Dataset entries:
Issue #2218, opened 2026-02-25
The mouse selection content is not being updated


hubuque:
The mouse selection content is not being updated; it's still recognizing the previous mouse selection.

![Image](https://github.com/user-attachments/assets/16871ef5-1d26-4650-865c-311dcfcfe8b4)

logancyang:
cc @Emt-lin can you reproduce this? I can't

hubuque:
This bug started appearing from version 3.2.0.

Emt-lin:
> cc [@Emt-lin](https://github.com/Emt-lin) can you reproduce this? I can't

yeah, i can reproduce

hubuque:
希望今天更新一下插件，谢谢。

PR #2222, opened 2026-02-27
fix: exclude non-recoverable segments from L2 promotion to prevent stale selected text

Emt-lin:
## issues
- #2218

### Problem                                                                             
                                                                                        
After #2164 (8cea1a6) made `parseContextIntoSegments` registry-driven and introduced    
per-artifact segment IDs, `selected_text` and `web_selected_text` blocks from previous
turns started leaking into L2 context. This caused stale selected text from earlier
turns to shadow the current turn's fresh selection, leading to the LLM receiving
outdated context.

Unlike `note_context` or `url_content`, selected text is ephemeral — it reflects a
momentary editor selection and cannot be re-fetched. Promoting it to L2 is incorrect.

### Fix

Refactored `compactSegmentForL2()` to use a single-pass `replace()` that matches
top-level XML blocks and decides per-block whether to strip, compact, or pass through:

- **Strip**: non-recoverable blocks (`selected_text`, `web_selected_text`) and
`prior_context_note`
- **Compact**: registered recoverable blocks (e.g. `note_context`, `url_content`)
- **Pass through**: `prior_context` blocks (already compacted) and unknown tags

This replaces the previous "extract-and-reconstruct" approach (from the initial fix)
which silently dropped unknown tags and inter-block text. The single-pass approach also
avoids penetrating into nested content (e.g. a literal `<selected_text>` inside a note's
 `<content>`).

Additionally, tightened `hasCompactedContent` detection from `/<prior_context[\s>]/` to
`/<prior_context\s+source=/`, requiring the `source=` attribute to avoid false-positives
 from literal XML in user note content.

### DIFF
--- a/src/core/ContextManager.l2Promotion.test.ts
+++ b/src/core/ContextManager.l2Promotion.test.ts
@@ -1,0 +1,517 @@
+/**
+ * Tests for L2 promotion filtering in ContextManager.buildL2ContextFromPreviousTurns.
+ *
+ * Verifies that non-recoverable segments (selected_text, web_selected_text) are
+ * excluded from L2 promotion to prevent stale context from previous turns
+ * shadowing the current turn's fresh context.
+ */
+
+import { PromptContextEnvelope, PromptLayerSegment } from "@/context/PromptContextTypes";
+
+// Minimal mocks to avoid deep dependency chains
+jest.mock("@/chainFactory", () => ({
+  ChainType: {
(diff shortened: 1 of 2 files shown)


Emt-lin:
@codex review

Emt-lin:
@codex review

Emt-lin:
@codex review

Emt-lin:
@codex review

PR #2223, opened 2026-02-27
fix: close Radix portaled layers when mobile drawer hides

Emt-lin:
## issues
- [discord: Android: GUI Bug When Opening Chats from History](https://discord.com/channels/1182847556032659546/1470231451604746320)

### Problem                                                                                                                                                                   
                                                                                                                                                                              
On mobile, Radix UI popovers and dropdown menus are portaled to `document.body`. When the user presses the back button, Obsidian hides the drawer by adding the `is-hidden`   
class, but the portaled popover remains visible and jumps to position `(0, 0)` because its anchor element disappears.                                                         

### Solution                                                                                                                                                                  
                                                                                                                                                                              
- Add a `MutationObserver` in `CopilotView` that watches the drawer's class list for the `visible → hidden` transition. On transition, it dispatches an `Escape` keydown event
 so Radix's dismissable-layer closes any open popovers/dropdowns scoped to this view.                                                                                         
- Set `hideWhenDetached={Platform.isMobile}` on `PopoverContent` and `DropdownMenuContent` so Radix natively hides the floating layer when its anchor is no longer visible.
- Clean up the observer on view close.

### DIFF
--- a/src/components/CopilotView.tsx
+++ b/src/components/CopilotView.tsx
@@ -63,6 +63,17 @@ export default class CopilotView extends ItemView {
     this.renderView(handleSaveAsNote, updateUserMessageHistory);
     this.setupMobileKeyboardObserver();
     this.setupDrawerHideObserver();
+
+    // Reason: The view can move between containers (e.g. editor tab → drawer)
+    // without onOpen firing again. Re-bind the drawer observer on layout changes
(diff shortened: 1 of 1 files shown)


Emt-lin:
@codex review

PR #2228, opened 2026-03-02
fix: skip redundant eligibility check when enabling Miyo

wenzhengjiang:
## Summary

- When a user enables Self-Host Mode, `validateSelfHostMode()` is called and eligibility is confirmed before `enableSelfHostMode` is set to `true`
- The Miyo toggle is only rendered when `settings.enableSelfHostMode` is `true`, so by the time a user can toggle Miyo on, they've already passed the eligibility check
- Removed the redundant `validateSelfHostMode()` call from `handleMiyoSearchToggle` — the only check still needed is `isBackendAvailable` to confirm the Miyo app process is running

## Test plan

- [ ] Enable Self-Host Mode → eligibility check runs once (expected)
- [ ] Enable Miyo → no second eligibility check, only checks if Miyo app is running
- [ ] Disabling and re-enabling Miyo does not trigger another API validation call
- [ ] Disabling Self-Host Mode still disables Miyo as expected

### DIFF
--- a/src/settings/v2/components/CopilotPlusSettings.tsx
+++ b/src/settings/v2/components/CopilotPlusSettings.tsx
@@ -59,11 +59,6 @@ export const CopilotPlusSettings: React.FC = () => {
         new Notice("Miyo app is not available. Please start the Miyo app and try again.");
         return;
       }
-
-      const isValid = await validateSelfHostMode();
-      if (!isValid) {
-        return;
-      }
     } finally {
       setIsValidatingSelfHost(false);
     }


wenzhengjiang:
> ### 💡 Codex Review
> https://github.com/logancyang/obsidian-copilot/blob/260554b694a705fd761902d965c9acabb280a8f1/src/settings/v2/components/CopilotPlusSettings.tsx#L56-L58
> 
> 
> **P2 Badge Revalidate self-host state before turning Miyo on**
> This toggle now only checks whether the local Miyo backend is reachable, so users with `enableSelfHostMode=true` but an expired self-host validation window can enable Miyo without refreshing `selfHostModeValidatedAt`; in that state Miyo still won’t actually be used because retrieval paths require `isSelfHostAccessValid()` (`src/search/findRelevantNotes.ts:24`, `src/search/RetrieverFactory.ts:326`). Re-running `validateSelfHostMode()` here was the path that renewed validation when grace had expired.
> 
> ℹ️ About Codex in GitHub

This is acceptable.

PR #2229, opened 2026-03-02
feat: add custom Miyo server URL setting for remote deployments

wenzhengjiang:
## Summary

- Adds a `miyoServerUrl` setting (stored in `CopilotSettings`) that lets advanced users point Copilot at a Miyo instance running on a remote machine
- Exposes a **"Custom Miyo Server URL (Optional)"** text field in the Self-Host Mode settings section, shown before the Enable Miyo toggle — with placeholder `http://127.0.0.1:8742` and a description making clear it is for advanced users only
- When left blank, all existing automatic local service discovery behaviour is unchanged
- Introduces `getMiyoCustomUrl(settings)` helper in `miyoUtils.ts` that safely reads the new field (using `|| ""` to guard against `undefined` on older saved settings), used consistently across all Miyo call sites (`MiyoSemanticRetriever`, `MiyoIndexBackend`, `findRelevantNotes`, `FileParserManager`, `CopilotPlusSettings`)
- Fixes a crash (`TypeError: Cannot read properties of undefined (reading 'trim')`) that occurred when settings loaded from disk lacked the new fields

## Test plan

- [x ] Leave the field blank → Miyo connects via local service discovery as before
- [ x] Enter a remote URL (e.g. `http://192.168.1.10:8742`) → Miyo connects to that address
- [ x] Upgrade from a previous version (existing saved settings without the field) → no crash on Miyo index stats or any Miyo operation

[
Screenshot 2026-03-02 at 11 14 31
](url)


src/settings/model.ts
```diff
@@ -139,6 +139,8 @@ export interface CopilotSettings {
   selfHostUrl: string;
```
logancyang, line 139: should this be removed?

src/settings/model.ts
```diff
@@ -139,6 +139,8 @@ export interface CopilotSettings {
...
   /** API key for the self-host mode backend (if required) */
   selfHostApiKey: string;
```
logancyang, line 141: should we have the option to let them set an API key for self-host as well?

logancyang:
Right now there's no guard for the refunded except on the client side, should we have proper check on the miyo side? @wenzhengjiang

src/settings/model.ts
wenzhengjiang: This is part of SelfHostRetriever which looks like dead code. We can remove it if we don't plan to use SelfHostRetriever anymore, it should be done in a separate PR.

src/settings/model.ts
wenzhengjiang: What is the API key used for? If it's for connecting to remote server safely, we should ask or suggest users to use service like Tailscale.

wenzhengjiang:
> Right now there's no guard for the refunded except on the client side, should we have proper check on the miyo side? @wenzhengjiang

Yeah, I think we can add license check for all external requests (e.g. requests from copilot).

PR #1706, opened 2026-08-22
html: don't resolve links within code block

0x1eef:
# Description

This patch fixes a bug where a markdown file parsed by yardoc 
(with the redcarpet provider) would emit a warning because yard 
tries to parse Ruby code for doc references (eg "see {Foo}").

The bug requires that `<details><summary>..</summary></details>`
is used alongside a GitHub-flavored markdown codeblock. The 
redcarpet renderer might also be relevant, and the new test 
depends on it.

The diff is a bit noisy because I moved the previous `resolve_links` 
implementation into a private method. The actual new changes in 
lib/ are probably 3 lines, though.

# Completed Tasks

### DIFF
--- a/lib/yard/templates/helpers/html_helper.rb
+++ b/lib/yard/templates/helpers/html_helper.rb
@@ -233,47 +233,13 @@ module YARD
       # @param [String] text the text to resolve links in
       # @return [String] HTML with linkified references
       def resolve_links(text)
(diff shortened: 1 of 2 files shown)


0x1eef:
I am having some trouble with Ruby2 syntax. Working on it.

:: Your task ::
Beginning at the line with "(with the redcarpet" and ending at the line with "-233,47 +233,13 @@ module YARD", reproduce each line of the data above exactly, and add no other lines.

:: Reply ::
(with the redcarpet provider) would emit a warning because yard 
tries to parse Ruby code for doc references (eg "see {Foo}").

The bug requires that `<details><summary>..</summary></details>`
is used alongside a GitHub-flavored markdown codeblock. The 
redcarpet renderer might also be relevant, and the new test 
depends on it.

The diff is a bit noisy because I moved the previous `resolve_links` 
implementation into a private method. The actual new changes in 
lib/ are probably 3 lines, though.

# Completed Tasks

### DIFF
--- a/lib/yard/templates/helpers/html_helper.rb
+++ b/lib/yard/templates/helpers/html_helper.rb
@@ -233,47 +233,13 @@ module YARD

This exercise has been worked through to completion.